Sorotan ini disampaikan dalam Dialog Nasional SMSI Songsong Hari Pers Nasional (HPN) 2026 bertajuk “Media Baru vs UU ITE” di Jakarta, Selasa (28/10/2025).
Paradoks Digital: Konten Banyak, Harga Anjlok
Dahlan Dahi, yang juga Ketua Komisi Digital dan Sustainability Dewan Pers, menjelaskan bahwa, platform sengaja mendorong jutaan orang memproduksi konten, yang pada akhirnya menurunkan drastis harga iklan (biaya advertising).
“Makin banyak konten makin murah. Platformnya makin kaya tapi konten kreatornya makin miskin,” tegas Dahlan.
Fenomena ini terlihat dari anjloknya revenue per page view di media konvensional yang beralih ke digital, serta pada platform video seperti YouTube. Dahlan menyebut, meski video views per hari mencapai puluhan juta, hal itu tidak berkorelasi positif dengan pendapatan.
“Yang terjadi adalah makin banyak video views makin sedikit pendapatannya,” ujarnya.

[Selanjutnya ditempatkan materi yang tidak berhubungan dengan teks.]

PR #1611, opened 2025-02-11
Forced source catalog

schlafly:
Resolves [RCAL-995](https://jira.stsci.edu/browse/RCAL-995)

This PR adds a new forced-photometry mode to the source catalog step, enabling one to take a segmentation image and detection image from one epoch and apply it to derive photometry and shapes at another epoch.  It also makes some more fields part of the set of fields that the multiband source catalogs compute.

Note that this makes a fair number of changes to the contents of the source catalogs and so regression tests fail.  Tests pass locally using the updated make_regtestdata.sh included with this PR.  I will update the regression test data when we merge this.

## Tasks
- [X] if a JIRA ticket exists, [make sure it is resolved properly](https://github.com/spacetelescope/romancal/wiki/How-to-resolve-JIRA-issues)

### DIFF
--- a/changes/1574.source_catalog.rst
+++ b/changes/1574.source_catalog.rst
@@ -1,0 +1,1 @@
+Create a common mask array for both segmentation and PSF photometry.
--- a/changes/1585.mosaic_pipeline.rst
+++ b/changes/1585.mosaic_pipeline.rst
@@ -1,0 +1,1 @@
+Roundtrip L3 wcsinfo especially when skycell specifications are used
--- a/changes/1592.associations.rst
+++ b/changes/1592.associations.rst
@@ -1,0 +1,1 @@
+Fix bug where skycell_wcs_info was double json encoded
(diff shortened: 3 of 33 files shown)


schlafly:
@larrybradley , if you have a chance to look at this in the coming day or two, great.  This PR implements the forced photometry / multiple epoch source catalog along the lines we discussed.  The most significant conceptual change is that I changed the way we were dividing columns into "columns that get per-filter multiband photometry and not" into "columns that are computed from the direct images" and "columns that are computed from the detection image."  That led to me computing a few more quantities of marginal value on the multiband catalogs.

schlafly:
I'm running regression tests, but they will require some updates and so are not terribly informative.  An initial set is here:
https://github.com/spacetelescope/RegressionTests/actions/runs/13293265191/job/37119010359
showing that some catalog fields change name and that I hadn't had all of the needed inputs in place in artifactory for the new test when I ran this.  But @larrybradley , if you're able, you could take a quick look, though any significant changes should wait for the next build.

schlafly:
Regression tests are passing; merging this to fix the tests.
https://github.com/spacetelescope/RegressionTests/actions/runs/13298377857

Tantangan Terbesar: Membiayai Kualitas
Dahlan menekankan bahwa dilema ini menciptakan dua tantangan besar: profitabilitas jangka pendek dan sustainability jangka panjang. Persoalan terbesar adalah bagaimana membiayai jurnalisme berkualitas tinggi di tengah harga konten yang terus ditekan semurah-murahnya.
”Dari sisi demokratisasi, memberi akses kepada semua orang (memproduksi informasi) ini bagus. Tapi dari sisi bagaimana membiayai high quality jurnalisme, ini menjadi persoalan besar yang perlu kita carikan jawabannya sama-sama,” kata Dahlan.
Membedakan Jurnalisme dan Sekadar Informasi
Menanggapi fenomena media baru, Dahlan mengingatkan pentingnya membedakan antara aktivitas jurnalistik dan praktik pers. Meskipun hak mencari dan mendistribusikan informasi adalah hak asasi setiap orang, ia menegaskan bahwa ketika seseorang menyatakan diri sebagai pers, maka ada persyaratan dan standar yang harus dipenuhi.
Acara yang diselenggarakan oleh Serikat Media Siber Indonesia (SMSI) ini bertujuan mencari solusi atas tantangan media baru. Ketua Umum SMSI, Firdaus, dalam pembukaan, mengingatkan pentingnya literasi hukum dan etika digital bagi pelaku media baru agar tidak terperosok dalam pasal-pasal UU ITE dan dapat terus berkarya secara bertanggung jawab.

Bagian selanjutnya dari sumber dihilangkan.